Add additional scale unit nodes in Azure Stack Hub
You can increase the overall capacity of an existing scale unit by adding an additional physical computer. The physical computer is also referred to as a scale unit node. Each new scale unit node you add must be homogeneous in CPU type, memory, and disk number and size to the nodes that are already present in the scale unit. Azure Stack Hub doesn't support removing scale unit nodes for the purpose of scaling down due to architectural limitations. It is only possible to expand capacity by the addition of nodes.
To add a scale unit node, sign into in Azure Stack Hub and run tooling from your hardware equipment manufacturer (OEM). The OEM tooling runs on the hardware lifecycle host (HLH) to make sure the new physical computer matches the same firmware level as existing nodes.
The following flow diagram shows the general process to add a scale unit node:
Whether your OEM hardware vendor enacts the physical server rack placement and updates the firmware varies based on your support contract.

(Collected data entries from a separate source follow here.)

Issue #3911, opened 2026-09-04
G#: a static event on a user type cannot be read or raised (ADR-0052 follow-up; blocks migrated Gsharp.Runtime.Channels)


DavidObando:
Split out of **#3907**. This is the last *language* gap blocking the migrated `src/Sdk/Gsharp.Runtime.Channels`, and therefore blocking eleven gate apps (see #3907 for why the ten dependents clear only when `Channels` reaches **zero** errors).

## The gap

A **static** event on a user type cannot be read or raised from inside its declaring type. The identical **instance** event works. Minimal repro, compiled with today's `gsc`:

```gsharp
package Probe

import System

class Host {
    event Instance EventHandler[EventArgs]

    internal func RaiseInstance() {
        Instance?(nil, EventArgs.Empty)      // OK
    }

    shared {
        event Static EventHandler[EventArgs]

        internal func RaiseStatic() {
            Static?(nil, EventArgs.Empty)    // error GS0130: Function 'Static' doesn't exist.
        }
    }
}
```

`Static` is accepted as a *declaration* — the migrated G# prints `event ScopeStalled EventHandler[ScopeStalledEventArgs]` inside a `shared` block and the member is emitted — but the name does not bind as its backing delegate in expression position, so neither the null-conditional invocation nor a plain read compiles.

## Why this is a language gap and not a translator defect

ADR-0052 (event declarations) says under **Follow-up work (out of scope)**:

> - Static events on user types

and under **Consequences**:

> - Raising events uses standard null-check + invoke — no special `raise` keyword.

So the raise *form* is settled; the static *case* was explicitly deferred. cs2gs's translation is faithful — the C# is a perfectly ordinary `public static event EventHandler<T>?` plus `X?.Invoke(sender, args)`, and the emitted `Static?(nil, args)` is the spelling ADR-0052 prescribes.

## Where it bites

`src/Sdk/Gsharp.Runtime.Channels` (#3882), three sites, all `public static event`:

| file | shape |
|---|---|
| `GsharpRuntime.cs:70` | `DeferGraceExpired?.Invoke(null, new DeferGraceExpiredEventArgs(budget))` → `GS0130 Function 'DeferGraceExpired' doesn't exist.` |
| `GsharpRuntime.cs:76` | `ScopeStalled?.Invoke(null, new ScopeStalledEventArgs(waited, pending))` → `GS0130 Function 'ScopeStalled' doesn't exist.` |
[...]

Issue #1918, opened 2026-07-03
gsc: async funcs returning ValueTask<T> unsupported; awaiting a ValueTask ICEs (GS9998 NotSupportedException)


DavidObando:
(a) `async func TripleAsync(v int32) ValueTask[int32] { …; return v * 3 }` → GS0155 (no return wrapping for ValueTask) + GS0100. (b) even `let ready = ValueTask[int32](5); let five = await ready` ICEs: `GS9998 NotSupportedException: Derived classes must provide an implementation.` (grid app G10).
## Definition of done
- [ ] Fix + `Issue<N>*.cs` regression test
- [ ] Re-enable the quarantined grid fixture (or add one) and re-capture its baseline
- [ ] `tools/cs2gs/coverage/csharp-construct-inventory.json` row updated

_Discovered by the ADR-0138 conformance-grid build-out (gsc 0.2.585+01ad6ec964); quarantined sources live next to each grid app under `tools/cs2gs/corpus/grid/`._

PR #3914, opened 2026-09-04
gsc + cs2gs: four more root causes take migrated Gsharp.Runtime.Channels from 27 sites to 11 (#3907)

DavidObando:
**Picks up where #3910 (now merged) left off.** Based on current `origin/main` (`914ce5989`), so this diff is only what #3910 does not cover.

## Where this picks up

#3910 takes the migrated `src/Sdk/Gsharp.Runtime.Channels` from 304 error sites to 34 with three root causes. Re-measuring on its head, in isolation through the packed SDK, I get **27 deduplicated compile-error artifacts**. This PR fixes **four more root causes worth 16 of them, leaving 11**.

Measured end to end on the real pipeline (translate → compile via the repacked Release `Gsharp.NET.Sdk` nupkg), not classified:

| stage | artifacts |
|---|---:|
| `origin/main` (`4832a4c5f`) | **194** |
| + #3910 | 27 |
| + this PR | **11** |

## The four roots

**1. gsc — an `async func` LITERAL took its declared Task envelope literally.** Issue #1918 lets an `async func` spell its return-type clause as `Task` / `Task[T]` / `ValueTask` / `ValueTask[T]` instead of the bare awaited result, and `DeclarationBinder.NormalizeAsyncDeclaredReturnType` has unwrapped that for *named* functions ever since. A function literal never got the same treatment, so `async func (p ValueTask[T]) ValueTask[T] { … return t }` rejected its own body with `GS0155 'T' -> 'ValueTask[T]'`, and callers then saw a doubly-wrapped `Task[ValueTask[T]]`. cs2gs emits exactly that shape for a C# `static async ValueTask<T>` **local function**, which `ChannelOps.Awaited` is built from. `LambdaBinder` now applies the same unwrap and rebuilds the observable return type with the wrapper that was asked for.

**2. cs2gs — the runtime's own async helpers are not `suspend func`s.** `IsSuspendingCandidate` treats "names a `Gsharp.Concurrency` type anywhere in the signature or body" as evidence that an `async ValueTask` method is the G# suspend ABI. Inside the runtime assembly that probe is **trivially true for every method**, so it labelled `Gsharp.Runtime.Channels`' own private helpers (`Chan<T>.ReceiveBatchSlowAsync`, `ChannelOps.ForeignReceiveSlowAsync`, `ScopeFrame.JoinAsync`, `AsyncLetCell.CancelIfUnreadAsync`, `ChunkReader<T>.ReadAsync`) `suspend func`. Those are ordinary async methods whose `ValueTask` is **returned un-awaited** by their fast-path callers — and a suspend func cannot express that, because ADR-0174 D4 makes every call to one an implicit await. The probe is now skipped for methods declared *in* the runtime namespace. `[Suspending]` stays authoritative there, which is how #3882's four genuine `ChannelBatchExtensions` suspend methods keep their ABI. **A tightening, not a removal** — the existing test where a `Chan`-using method *outside* the namespace still renders `suspend func` is what pins that down.

**3. gsc — explicit-interface implementations leaked into simple-name lookup.** An ADR-0149 `func (IFoo) Bar(…)` keeps its plain `Name` in the symbol table (only the *metadata* name is mangled), so it joined the overload set for `Bar(…)` written inside the type. C# and the CLR reach such a member only through the interface. In `Chan[T]`, `bool ISendSelectableCore[T].TrySendLocked` therefore resolved its own call **to itself** instead of the private `SendOutcome`-returning helper it exists to wrap, and the enum comparisons below failed with `GS0129 '==' is not defined for 'bool' and 'SendOutcome'`.

**4. gsc — an override did not hide its base on a generic hierarchy.** `class Derived[T] : Base[T]` gives each level its own `TypeParameterSymbol` named `T`, so `Commit(value T)` on the base and on the override are not signature-equal by symbol identity. Both entered the overload set and every call became `GS0266 ambiguous between multiple overloads` — which is what `SelectNode[DateTime].TryCommitReceive` hit in `Timers`. The dedup now also consults the override link the binder already recorded.

Roots 1, 3 and 4 are wrong for **every** G# program, not just this app: gsc's own neighbouring paths already got each of them right (named functions normalize the envelope; the CLR does not expose explicit implementations by simple name; an override hides its base everywhere else).

## Evidence

- Both gsc test classes **compile, ILVerify and RUN** the emitted program. That is deliberate: root 1's second half is a wrong *observable delegate return type* and root 3 is about *which overload is selected* — neither is visible to a binding-only assertion, and on this effort binding-only assertions have passed a wrong fix six times.
- **Failing on the base branch**, honestly labelled: `Issue3907AsyncLambdaTaskEnvelopeTests` was re-run with `LambdaBinder.cs` alone reverted — **2 failed, 0 passed**. Its `Bare*` cases declare the awaited result directly and pass either way, so a mutant that unwraps *unconditionally* is caught too. Roots 3 and 4 were each first reproduced on the unfixed compiler from a 30-line file (`GS0129` and `GS0266` respectively).
- cs2gs: two new cases in `Adr0174SuspendFuncTranslationTests`; the existing four keep passing, including `AsyncValueTask_UsingChan_RendersSuspendFunc`, which consumes the runtime from *outside* it — that is what places the narrowing on the containing namespace rather than on the probe.
- **Full suites, no regressions:** `Core.Tests` **8864 passed / 0 failed**; `Compiler.Tests` **4714 passed / 0 failed**. Both matter here — roots 3 and 4 change member lookup, whose blast radius is the whole binder.

## What this does NOT do

`Channels` is **not green** (11 sites left), so the gate stays at 38/53 and the app stays **out** of `run-cs2gs-selfmig-pr-guard.sh`'s `guard_apps` — the script already records why a day-one-red guard is worse than none. That line goes back when the last of the remaining roots lands.

The remaining 11, triaged on #3907: **static events cannot be read or raised** (3 sites — a language gap, ADR-0052 lists it under out-of-scope follow-up work, filed as **#3911**); a `TaskArm[T] : TaskArm` half-formed base link (3); `Interlocked.Exchange(&field, nil)` picking the non-generic overload (1); a `!!` lift missed on a tuple-deconstruction assignment target (1); a `T?` argument in a `T` slot (1); and an `async func … ValueTask -> voidExpr` arrow body (2) that root 2's fix **surfaced**, so it is on this PR's ledger rather than #3882's.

The operation to add a new node can take several hours or days to complete. There is no impact to any running workloads on the system while an additional scale unit node is added.
Note
Don't attempt any of the following operations while an add scale unit node operation is already in progress:
- Update Azure Stack Hub
- Rotate certificates
- Stop Azure Stack Hub
- Repair scale unit node
- Add another node (the previous add-node action failure is also considered in progress)
Add scale unit nodes
The following steps are a high-level overview of how to add a node. Don't follow these steps without first referring to your OEM-provided capacity expansion documentation.
- Place the new physical server in the rack and cable it appropriately.
- Enable physical switch ports and adjust access control lists (ACLs) if applicable.
- Configure the correct IP address in the baseboard management controller (BMC) and apply all BIOS settings per your OEM-provided documentation.
- Apply the current firmware baseline to all components by using the tools that are provided by the hardware manufacturer that run on the HLH.
- Run the add node operation in the Azure Stack Hub administrator portal.
- Validate that the add node operation succeeds. To do so, check the Status of the Scale Unit.
Add the node
You can use the administrator portal or PowerShell to add new nodes. The add node operation first adds the new scale unit node as available compute capacity and then automatically extends the storage capacity. The capacity expands automatically because Azure Stack Hub is a hyperconverged system where compute and storage scale together.
- Sign in to the Azure Stack Hub administrator portal as an Azure Stack Hub operator.
- Navigate to + Create a resource > Capacity > Scale Unit Node.
- On the Add node pane, select the Region, and then select the Scale unit that you want to add the node to. Also specify the BMC IP ADDRESS for the scale unit node you're adding. You can only add one node at a time.
Monitor add node operations
Use the administrator portal or PowerShell to get the status of the add node operation. Add node operations can take several hours to days to complete.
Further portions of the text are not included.